Avatar: The Way of Water could have been an intimate family portrait, the coming together of two firebrands and how they navigate interpersonal and external turbulences. But director James Cameron sacrifices intimacy for spectacle. The result is beauty that feels hollow and grandeur that’s devoid of any meaning.

By Sneha Bengani  Dec 21, 2022 4:56:06 PM IST (Updated)

6 Min Read

In the furor ahead of Avatar: The Way of Water’s release, two questions loomed large over me. First—did we need the sequel, on which director James Cameron spent 13 years and a reported half a billion dollars? Second—was it worth the wait? As much as I was curious to know what Jake Sully and Neytiri were doing over a decade later, I primarily went to the theatre to find the answers to these two big questions.
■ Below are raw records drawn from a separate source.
PR #337, opened 2023-03-17
Enhancements from web-platform

errm:
📝 These are some enhancements we have been using on the web platform clusters for some time!

It would be great to merge them in so we can use the mainline release!

* Removes the provisioner that "waits" for the cluster to be ready, and instead adding a similar check to the kubectl command fixes a lot of errors that can require a re-run when provisioning a cluster.
* In our environment we need to give all our IAM roles a specific prefix - this change (optionally) allows this to be done!

### DIFF
--- a/modules/cluster/aws_ebs_csi_driver_iam.tf
+++ b/modules/cluster/aws_ebs_csi_driver_iam.tf
@@ -23,7 +23,7 @@ data "aws_iam_policy_document" "aws_ebs_csi_driver_assume_role_policy" {
 
 resource "aws_iam_role" "aws_ebs_csi_driver" {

Turns out, true to life, there aren’t any easy answers. Avatar’s world has expanded gloriously since we first set eyes on Pandora. If the original had four key characters—Jake, Neytiri, Colonel Miles Quaritch, and Dr Grace Augustine, the sequel has about twice as many. Jake and Neytiri return, older and more grounded. Accompanying them is a motley group of four children. Two biological sons Neteyam and Lo’ak, a daughter Tuk, and an adopted older daughter Kiri, who is Grace’s offspring. Quaritch, although killed at end of the first part, returns too, albeit in his avatar form. He also has a teen son, Spider, who, left behind on Pandora, grows up with the Sully children as one of them. Finally, there’s an outcast tulkun—a giant marine creature that Lo’ak befriends during one of his many adventures at sea after the Sully family is forced to migrate and find refuge in the gorgeous Pandoran reef.
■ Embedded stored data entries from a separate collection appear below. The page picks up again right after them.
PR #340, opened 2023-04-28
Tags propagation (respect default_tags, node group ASG, critical node group via cluster)

sorah:
This PR improves resource tagging for cost allocation by:

- respect AWS provider's default_tags. ASG needs special handling using `aws_default_tags` data provider.
  - https://registry.terraform.io/providers/hashicorp/aws/latest/docs/data-sources/default_tags
- Inherit tags to all possible resources defined through launch templates
  - https://docs.aws.amazon.com/AWSEC2/latest/APIReference/API_RequestLaunchTemplateData.html
  - https://docs.aws.amazon.com/AWSEC2/latest/APIReference/API_LaunchTemplateTagSpecificationRequest.html
- critical_addons_node_group does not respect `var.tags` specified for cluster module itself

### DIFF
--- a/modules/asg_node_group/main.tf
+++ b/modules/asg_node_group/main.tf
@@ -1,3 +1,5 @@
+data "aws_default_tags" "current" {}
+
 locals {
   k8s_version = "1.23"
   preset_instance_families = {
@@ -21,7 +23,7 @@ locals {
   root_device_mappings = reverse(tolist(data.aws_ami.image.block_device_mappings))[0]
   autoscaler_tags      = var.cluster_autoscaler ? { "k8s.io/cluster-autoscaler/enabled" = "true", "k8s.io/cluster-autoscaler/${var.cluster_config.name}" = "owned" } : {}
   bottlerocket_tags    = var.bottlerocket ? { "Name" = "eks-node-${var.cluster_config.name}" } : {}
-  tags                 = merge(var.cluster_config.tags, var.tags, { "kubernetes.io/cluster/${var.cluster_config.name}" = "owned" }, local.autoscaler_tags, local.bottlerocket_tags)
+  tags                 = merge(data.aws_default_tags.current.tags, var.cluster_config.tags, var.tags, { "kubernetes.io/cluster/${var.cluster_config.name}" = "owned" }, local.autoscaler_tags, local.bottlerocket_tags)
   node_group_label     = var.name != "" ? var.name : local.name_prefix
   cloud_config = templatefile(
     "${path.module}/cloud_config.tpl",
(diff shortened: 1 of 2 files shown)


sorah:
@cookpad/platform-task-force ptal

jportasa:
For the inminent 1.25 release that  @errm  is preparing, and we will deploy soon, the launch templates will change a lot because we are going to use:
- Fargate for critical nodes (where we will place critical k8s services like hube-system, flux, karpenter,...)
- Karpenter for the other nodes, where karpenter will setup the tags, not terraform (the idea is to use k8s as much as posible to setup everything).
- Addons will disappear in terraform, and will be installed by Flux in k8s.

Therefore the EKS TF module will be very simplified, so I don't know if worth changing the tags with this config.

sorah:
> * Karpenter for the other nodes, where karpenter will setup the tags, not terraform (the idea is to use k8s as much as posible to setup everything).

Oh OK that'd be better. Does it have a default_tags awareness?

sorah:
Ensuring tagging is crucial for cost allocation (I need it for external project tho, but it's same in Cookpad also) so if the module creates a karpenter-related k8s manifest then we expect to inherit default_tags to make sure resources are properly tagged.

jportasa:
> Oh OK that'd be better. Does it have a default_tags awareness?

we add default tags at terraform project level, example: https://github.com/cookpad/global-web-platform/blob/main/terraform/production/shared/eks/terraform.tf#L28

maybe there is a more suitable way to do it, I don't know.

jportasa:
Well the tags are hardcoded in karepenter, in this case we use 2 "nodegroups"
- https://github.com/cookpad/global-web-platform/blob/main/k8s/infrastructure/base/karpenter/provisioner-default.yaml#L41
- https://github.com/cookpad/global-web-platform/blob/main/k8s/infrastructure/base/karpenter/provisioner-on-demand.yaml#L46

sorah:
> maybe there is a more suitable way to do it, I don't know.

See https://registry.terraform.io/providers/hashicorp/aws/latest/docs/data-sources/default_tags 

Some resources like ASG/Launch templates need to use aws_default_tags to inherit (this is what this PR does). So if this tf module creates a karpenter configuration using k8s provider, then those k8s objects should read tags based on aws_default_tags  data source to inherit.

sorah:
oh ymls are hardcoded, so not provided by the module at all?

jportasa:
> oh ymls are hardcoded, so not provided by the module at all?

karpenter doesn't inherit anything from terraform, well it can't actually, so we hardcode the tags in the yaml

sorah:
understood!

jportasa:
thank you @sorah ! we will be aware that the nodes are correctly tagged

sorah:
yeah I was thinking that the module will create a karpenter configuration using kubernetes provider, so module users don't have to write yamls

The Way of Water is the story of not Jake or Neytiri but the Sully children, the way Game of Thrones was about the Stark siblings. Mercifully, the younger Sullys have as much game, vivacity, and chutzpah as their parents. Their expeditions, therefore, are just as exciting. One of The Way of Water’s crucial wins is how, despite so much going on, it still manages to give each child a distinct personality. Neteyam is the dutiful, ideal older brother—skilled, protective, and obedient. Lo’ak is the classic second child—spirited, wayward, trying to live up to the expectations set by his elder sibling, and hungering for his parents’ admiration. He sets the dice rolling, much like Harry’s second son, Albus Severus Potter, did in Harry Potter and the Cursed Child. Then there is Grace’s daughter Kiri, who gets epileptic fits and has a strange, mysterious connection with Eywa—the guiding force of all Pandoran flora and fauna. Tuk is too young to fly or swim on her own but is brave enough to fight back.